§ **Activity**
Copy out each line of the data below in which "result" appears.

§ **The data**
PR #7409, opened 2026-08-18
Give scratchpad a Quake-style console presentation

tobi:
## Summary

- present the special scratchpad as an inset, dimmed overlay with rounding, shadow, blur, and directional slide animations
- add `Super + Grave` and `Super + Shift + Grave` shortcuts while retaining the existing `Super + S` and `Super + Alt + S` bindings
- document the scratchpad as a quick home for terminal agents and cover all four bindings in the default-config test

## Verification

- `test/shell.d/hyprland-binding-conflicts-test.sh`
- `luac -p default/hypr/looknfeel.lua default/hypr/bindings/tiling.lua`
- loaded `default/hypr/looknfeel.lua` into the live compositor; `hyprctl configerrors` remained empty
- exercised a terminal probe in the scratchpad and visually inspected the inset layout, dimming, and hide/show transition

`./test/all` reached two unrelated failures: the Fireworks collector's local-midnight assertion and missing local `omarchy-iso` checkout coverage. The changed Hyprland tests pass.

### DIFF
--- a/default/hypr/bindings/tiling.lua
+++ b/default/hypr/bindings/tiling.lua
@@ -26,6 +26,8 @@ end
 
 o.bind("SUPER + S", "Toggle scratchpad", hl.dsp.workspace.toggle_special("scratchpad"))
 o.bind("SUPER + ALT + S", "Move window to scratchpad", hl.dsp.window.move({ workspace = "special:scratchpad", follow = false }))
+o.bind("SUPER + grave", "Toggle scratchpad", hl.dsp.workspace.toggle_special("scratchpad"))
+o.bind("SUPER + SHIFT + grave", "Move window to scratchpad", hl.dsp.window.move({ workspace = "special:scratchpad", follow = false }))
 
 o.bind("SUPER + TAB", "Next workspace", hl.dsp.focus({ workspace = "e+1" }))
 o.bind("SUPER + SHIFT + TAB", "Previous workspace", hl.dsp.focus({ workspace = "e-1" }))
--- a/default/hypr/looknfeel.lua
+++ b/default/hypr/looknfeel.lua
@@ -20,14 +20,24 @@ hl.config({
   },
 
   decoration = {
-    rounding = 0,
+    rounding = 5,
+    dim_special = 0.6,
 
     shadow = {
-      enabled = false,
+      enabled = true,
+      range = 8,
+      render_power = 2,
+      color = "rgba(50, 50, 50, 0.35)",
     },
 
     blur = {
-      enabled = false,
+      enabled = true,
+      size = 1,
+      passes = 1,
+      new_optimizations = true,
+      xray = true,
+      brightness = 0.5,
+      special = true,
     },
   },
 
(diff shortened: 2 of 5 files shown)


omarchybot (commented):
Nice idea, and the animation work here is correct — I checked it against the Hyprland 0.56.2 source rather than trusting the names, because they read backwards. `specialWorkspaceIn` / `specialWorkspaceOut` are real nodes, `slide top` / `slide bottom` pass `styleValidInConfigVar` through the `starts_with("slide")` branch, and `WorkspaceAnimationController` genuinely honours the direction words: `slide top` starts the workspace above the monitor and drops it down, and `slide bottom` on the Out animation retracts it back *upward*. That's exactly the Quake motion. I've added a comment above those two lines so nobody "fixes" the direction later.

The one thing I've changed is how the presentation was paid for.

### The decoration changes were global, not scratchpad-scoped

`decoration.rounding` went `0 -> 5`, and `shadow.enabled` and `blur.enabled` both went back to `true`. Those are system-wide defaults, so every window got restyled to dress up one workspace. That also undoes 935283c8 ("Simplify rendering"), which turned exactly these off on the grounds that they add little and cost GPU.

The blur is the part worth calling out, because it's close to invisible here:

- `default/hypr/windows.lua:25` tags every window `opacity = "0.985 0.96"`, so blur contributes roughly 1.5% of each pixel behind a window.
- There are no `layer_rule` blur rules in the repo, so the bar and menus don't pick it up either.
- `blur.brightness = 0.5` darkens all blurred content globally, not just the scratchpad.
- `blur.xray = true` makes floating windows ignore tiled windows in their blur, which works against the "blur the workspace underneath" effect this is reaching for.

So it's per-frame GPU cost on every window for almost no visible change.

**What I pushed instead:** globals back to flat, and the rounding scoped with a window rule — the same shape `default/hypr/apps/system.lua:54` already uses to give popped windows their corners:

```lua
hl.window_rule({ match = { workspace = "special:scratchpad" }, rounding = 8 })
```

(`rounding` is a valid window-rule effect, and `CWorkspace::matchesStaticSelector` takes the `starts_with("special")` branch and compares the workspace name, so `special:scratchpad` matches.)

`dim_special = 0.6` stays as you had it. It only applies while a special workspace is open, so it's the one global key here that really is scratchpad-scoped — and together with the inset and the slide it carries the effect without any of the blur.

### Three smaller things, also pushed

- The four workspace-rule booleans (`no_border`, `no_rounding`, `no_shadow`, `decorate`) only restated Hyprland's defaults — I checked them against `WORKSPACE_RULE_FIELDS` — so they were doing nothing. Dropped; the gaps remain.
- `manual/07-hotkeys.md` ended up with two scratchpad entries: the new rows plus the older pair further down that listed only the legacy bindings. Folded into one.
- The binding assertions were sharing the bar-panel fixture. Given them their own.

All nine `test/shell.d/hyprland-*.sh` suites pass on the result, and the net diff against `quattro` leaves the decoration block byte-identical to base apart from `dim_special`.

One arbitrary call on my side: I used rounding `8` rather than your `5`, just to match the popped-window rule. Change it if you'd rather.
---
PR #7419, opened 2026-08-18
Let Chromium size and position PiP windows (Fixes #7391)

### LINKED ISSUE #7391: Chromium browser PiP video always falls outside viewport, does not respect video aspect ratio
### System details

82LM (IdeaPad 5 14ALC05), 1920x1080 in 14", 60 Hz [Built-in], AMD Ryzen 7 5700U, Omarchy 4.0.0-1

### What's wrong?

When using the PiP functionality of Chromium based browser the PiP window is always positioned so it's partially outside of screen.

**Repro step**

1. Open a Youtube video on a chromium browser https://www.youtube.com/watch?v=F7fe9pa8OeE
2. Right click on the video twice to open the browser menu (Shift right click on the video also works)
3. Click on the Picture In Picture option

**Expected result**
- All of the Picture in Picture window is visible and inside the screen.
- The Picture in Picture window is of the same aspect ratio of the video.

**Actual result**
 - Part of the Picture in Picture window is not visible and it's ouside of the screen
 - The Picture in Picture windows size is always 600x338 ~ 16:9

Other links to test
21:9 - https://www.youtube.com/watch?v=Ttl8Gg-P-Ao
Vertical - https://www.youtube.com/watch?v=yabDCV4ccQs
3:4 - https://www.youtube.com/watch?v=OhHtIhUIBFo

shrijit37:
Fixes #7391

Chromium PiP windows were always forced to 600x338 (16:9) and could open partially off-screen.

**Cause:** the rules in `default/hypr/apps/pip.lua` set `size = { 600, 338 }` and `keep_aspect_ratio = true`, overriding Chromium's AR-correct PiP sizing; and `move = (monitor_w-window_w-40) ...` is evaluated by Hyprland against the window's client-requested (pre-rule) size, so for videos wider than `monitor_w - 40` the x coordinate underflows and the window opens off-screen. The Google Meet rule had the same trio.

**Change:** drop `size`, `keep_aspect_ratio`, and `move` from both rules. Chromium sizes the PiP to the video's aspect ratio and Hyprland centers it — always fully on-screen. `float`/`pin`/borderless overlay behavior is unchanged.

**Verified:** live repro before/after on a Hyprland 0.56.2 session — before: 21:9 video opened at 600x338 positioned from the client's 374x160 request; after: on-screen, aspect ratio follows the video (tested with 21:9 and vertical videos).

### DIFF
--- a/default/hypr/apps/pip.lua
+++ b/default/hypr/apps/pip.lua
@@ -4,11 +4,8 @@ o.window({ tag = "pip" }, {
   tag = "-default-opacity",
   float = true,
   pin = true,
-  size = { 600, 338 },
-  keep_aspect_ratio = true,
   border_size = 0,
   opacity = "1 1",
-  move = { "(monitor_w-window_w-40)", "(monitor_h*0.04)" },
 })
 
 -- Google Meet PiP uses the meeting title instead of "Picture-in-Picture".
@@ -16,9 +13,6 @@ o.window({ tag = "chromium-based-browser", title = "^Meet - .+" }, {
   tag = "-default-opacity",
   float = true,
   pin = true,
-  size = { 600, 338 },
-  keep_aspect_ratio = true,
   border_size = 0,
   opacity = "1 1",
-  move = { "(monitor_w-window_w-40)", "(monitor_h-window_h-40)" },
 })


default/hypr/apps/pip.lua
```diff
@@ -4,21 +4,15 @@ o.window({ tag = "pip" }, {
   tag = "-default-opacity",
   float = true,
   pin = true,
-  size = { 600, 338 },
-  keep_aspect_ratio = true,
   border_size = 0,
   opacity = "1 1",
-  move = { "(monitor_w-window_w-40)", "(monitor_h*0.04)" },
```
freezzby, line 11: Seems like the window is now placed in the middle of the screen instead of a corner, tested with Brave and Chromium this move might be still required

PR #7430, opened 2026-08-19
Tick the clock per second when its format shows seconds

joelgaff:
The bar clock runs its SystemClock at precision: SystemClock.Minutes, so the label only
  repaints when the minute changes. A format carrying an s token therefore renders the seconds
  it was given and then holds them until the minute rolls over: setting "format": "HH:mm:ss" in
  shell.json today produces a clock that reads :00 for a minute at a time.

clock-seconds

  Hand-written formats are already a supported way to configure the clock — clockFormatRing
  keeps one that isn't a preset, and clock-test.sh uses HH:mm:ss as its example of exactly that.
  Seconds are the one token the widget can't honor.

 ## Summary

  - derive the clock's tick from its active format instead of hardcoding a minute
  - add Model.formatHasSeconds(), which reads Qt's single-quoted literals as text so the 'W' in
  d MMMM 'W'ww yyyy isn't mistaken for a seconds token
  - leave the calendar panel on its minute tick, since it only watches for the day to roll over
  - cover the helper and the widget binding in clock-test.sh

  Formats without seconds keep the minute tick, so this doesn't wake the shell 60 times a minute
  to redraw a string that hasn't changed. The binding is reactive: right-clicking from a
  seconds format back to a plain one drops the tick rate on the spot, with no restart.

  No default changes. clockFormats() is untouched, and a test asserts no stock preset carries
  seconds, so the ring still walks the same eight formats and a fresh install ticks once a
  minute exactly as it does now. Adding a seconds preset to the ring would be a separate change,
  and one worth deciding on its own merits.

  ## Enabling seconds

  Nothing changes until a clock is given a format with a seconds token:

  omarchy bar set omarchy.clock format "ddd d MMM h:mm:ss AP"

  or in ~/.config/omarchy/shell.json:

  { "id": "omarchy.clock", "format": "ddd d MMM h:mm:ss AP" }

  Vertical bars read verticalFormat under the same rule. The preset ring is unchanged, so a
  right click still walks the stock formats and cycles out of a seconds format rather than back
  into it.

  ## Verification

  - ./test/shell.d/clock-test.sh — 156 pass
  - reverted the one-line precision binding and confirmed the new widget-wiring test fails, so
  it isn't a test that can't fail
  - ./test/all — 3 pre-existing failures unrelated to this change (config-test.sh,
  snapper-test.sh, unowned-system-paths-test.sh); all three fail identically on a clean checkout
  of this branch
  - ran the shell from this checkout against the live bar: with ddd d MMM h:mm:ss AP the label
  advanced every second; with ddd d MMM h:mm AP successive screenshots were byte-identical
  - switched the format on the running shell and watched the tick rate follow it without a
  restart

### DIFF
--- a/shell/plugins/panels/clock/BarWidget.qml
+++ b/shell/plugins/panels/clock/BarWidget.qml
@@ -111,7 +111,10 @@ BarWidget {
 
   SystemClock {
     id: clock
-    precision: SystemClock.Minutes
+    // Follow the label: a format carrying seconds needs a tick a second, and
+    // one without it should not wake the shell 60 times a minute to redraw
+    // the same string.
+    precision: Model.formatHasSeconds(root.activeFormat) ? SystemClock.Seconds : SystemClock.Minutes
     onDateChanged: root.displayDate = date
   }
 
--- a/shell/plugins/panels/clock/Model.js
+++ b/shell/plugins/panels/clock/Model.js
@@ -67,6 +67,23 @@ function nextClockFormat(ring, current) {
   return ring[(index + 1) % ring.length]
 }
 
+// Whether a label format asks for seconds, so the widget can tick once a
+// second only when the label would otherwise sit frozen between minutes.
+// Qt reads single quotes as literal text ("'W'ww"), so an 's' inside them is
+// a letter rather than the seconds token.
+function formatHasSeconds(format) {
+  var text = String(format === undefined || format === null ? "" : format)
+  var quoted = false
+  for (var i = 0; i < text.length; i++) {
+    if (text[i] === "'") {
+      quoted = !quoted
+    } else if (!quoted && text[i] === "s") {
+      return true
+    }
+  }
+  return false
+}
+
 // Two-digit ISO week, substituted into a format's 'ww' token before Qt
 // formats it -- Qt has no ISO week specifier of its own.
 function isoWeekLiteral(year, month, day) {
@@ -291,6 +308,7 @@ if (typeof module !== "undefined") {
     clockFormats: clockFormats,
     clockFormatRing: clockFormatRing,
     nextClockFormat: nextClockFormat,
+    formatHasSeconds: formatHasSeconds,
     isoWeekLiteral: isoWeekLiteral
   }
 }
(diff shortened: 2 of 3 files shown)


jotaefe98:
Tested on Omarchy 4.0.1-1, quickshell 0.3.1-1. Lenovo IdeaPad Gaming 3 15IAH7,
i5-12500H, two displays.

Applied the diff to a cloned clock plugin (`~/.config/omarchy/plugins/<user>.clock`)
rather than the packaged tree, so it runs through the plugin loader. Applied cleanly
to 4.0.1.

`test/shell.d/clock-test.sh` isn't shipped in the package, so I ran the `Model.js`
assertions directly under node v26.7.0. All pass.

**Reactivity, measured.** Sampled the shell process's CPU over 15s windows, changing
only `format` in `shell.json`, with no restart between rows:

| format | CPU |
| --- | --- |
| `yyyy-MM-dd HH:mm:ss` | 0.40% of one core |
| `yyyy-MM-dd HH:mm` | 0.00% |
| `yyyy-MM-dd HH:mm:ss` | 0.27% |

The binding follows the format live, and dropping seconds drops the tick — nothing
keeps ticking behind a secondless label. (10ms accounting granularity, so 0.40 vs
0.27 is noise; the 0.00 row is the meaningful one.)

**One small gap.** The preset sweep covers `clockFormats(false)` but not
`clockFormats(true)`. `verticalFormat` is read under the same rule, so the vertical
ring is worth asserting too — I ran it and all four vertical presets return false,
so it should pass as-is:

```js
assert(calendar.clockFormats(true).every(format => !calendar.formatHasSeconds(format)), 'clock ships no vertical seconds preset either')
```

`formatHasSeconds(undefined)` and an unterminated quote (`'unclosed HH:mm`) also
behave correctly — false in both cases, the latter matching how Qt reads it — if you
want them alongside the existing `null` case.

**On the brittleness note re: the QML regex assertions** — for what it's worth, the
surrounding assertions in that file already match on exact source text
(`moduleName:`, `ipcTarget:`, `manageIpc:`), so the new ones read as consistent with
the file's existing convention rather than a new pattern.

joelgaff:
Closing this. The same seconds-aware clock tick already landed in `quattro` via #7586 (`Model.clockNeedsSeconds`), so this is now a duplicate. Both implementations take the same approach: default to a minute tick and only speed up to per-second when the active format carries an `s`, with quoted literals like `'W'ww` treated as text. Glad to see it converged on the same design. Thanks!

§ **Task output**
All nine `test/shell.d/hyprland-*.sh` suites pass on the result, and the net diff against `quattro` leaves the decoration block byte-identical to base apart from `dim_special`.
**Expected result**
**Actual result**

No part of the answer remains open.